C. Pengetahuan 1. Pengertian

  Menurut Bloom dalam Notoatmodjo (2005), pengetahuan merupakan pengembangan dari 3 tingkat renah perilaku yang artinya adalah hasil pengindraan manusia, atau hasil tahu seseorang terhadap objek melalui indera yang dimilikinya (mata,hidung,telinga,dan sebagainya). Dengan sendirinya pada waktu pengindraan sampai menghasilkan pengetahuan tersebut sangat dipengaruhi oleh intensitas perhatian dan persepsi terhadap objek. Sebagian besar pengetahuan seseorang diperoleh melalui indera pendengaran (telinga),dan indera penglihatan (mata). Seperti halnya penelitian yang dilakukan oleh Cheren, herlina dan franly (2013) tentang “ Pengaruh Pendidikan Kesehatan Terhadap Pengetahuan Siswi Tentang Pencegahan Kanker Servik Di SMA Negri

  1 Manado “ bertujan untuk mengetahui perubahan pengetahuan siswi terhadap pengetahuan serta sebagai upaya pencegahab tentang bahaya kanker servik di SMA Negri Manado tersebut. Dalam hasil penelitian ini menunjukan bahwa terdapat perbedaan yang bermakna pengetahuan siswi tentang pencegahan kanker servik sebelum dan sesudah mendapatkan pendidikan kesehatan. hal tersebut menunjukan jika pengetahuan seseorang akan selalu berubah bila mendapat penjelasan akan sesuatu yang baru maka seseorang yang belum mengetahui akan menjadi bertambah pengetahuanya setelah mendapat intervensi.

2. Tingkat Pengetahuan

  Menurut Notoatmodjo (2010), pengetahuan mempunyai 6 tingkatan yaitu : a. Tahu (know)

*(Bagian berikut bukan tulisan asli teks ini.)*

PR #435, opened 2014-01-24
First prototype of language-binding for python

filiphaase:
The first prototype consists of a small python- and java-framework, which can currently work with an Reduce and Map-Operator and sent over sockets and stdio. Google Protocol Buffers are used to send records between the java and python processes. 

This commit also includes an running-wordcount example. The UDFs can be defined in python, while the configuration and Plan-setup still has to be made in java.


stratosphere-addons/stratosphere-language-binding/src/main/java/eu/stratosphere/language/binding/wordcountexample/PythonWordCount.java
```diff
@@ -0,0 +1,180 @@
...
+		plan.setDefaultParallelism(numSubTasks);
+		return plan;
+	}
+
+	@Override
+	public String getDescription() {
+		return "Parameters: [numSubStasks] [input] [output]";
+	}
+	
+	private static final Log LOG = LogFactory.getLog(JobManager.class);
```
rmetzger, line 163: always pass the name of the own class to `getLog`, in this case `PythonWordCount.class`

fhueske:
Nice work!

I guess you have this already on your roadmap, but in any case: You can extend `MapFunction` and `ReduceFunction` to `PyMapFunction` and `PyReduceFunction` to hide much of the stream setup and make the example WordCount program more concise and attractive. Also, 8080 is a port commonly used for HTTP. Maybe using a less popular port would be better.

StephanEwen:
8080 is also used for our own web client by default ;-)

fhueske:
I thought about how to represent the data flow in external languages.
Couldn't we build a generic compiler in Java, that translates data flows defined in JSON into Stratosphere programs. Then, each language binding could offer native language primitives to build a data flow, compile it to JSON, and generate a Stratosphere program from that.

Any ideas?

rmetzger:
We thought about something similar, but using Protobuf for that. So our approach would represent the Graph using a set of protobuf objects. At the end of the day, it does not matter which data serialisation we're using.

Here is a list of pro and cons:

JSON:
- Human Readable
- String-based, so easier to use from all languages.
- Verbose than a binary representation
- One more dependency since we need a JSON parser.

Protobuf:
- We already use it

@filiphaase is going to work on this this week to figure out whats the best approach for this. We will discuss his results on Friday.

filiphaase:
@fhueske Thanks :) Your definitively right about the PyMapFunction,... classes and they will absolutely be part of the next version of the prototype. But currently I still have hardcoded values in my classes(Path of python script, the classes of each value of the records, connectionType and if necessary the port), so I would still have to overwrite the open() function to include them in this code. Therefore I would like to include the extended classes in the next version. 

And for the JSON/Protobuf discussion: Like robert stated, I'm currently working on the protobuf-version to transfer the plan to java, and therefore enabling the user to use stratosphere by just writing python. Since I'm already using protobuf for the tuple streaming and know how to use it, it's not very hard to use protobuf for transfering the plan and hopefully it will work until friday :) 

Since I'm a stratosphere-newbie I also have two general questions:
- Can I update this pull-request by just pushing into filiphaase:langbinding-pr ? If not, how can I update my code?
- I need to transfer some values like the python-script-path and the classes for each value of the records to my Map/ReduceFunctions. As I see it using setParameter() and the Configuration-Object is the way to do this. But I can not call it with a list of classes. Is there any way I could give something else than string,int or boolean to my Functions? Otherwise my best idea is to give a String-Representation of the classes to my functions(f.e."StringValue,IntValue")

fhueske:
@filiphaase Thanks for sharing your plans. Sounds good! 
Regarding you questions:
- You can update your PR by simply pushing into the same branch. If you changed some previous commits, you need to force the push (`git push origin abc --force`).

  Tahu diartikan sebagai mengingat suatu materi yang telah dipelajari sebelumnya. Termasuk kedalam pengetahuan tingkat ini adalah mengingat kembali (recall) terhadap sesuatu yang spesifik dan seluruh bahan yang dipelajari atau rangsangan yang telah diterima.Oleh sebab itu “tahu” itu merupakan tingkat pengetahuan yang paling rendah. Kata kerja untuk mengukur bahwa orang tahu tentang apa yang dipelajari antara lain: menyebutkan, menguraikan, mendefinisikan, dan menyatakan.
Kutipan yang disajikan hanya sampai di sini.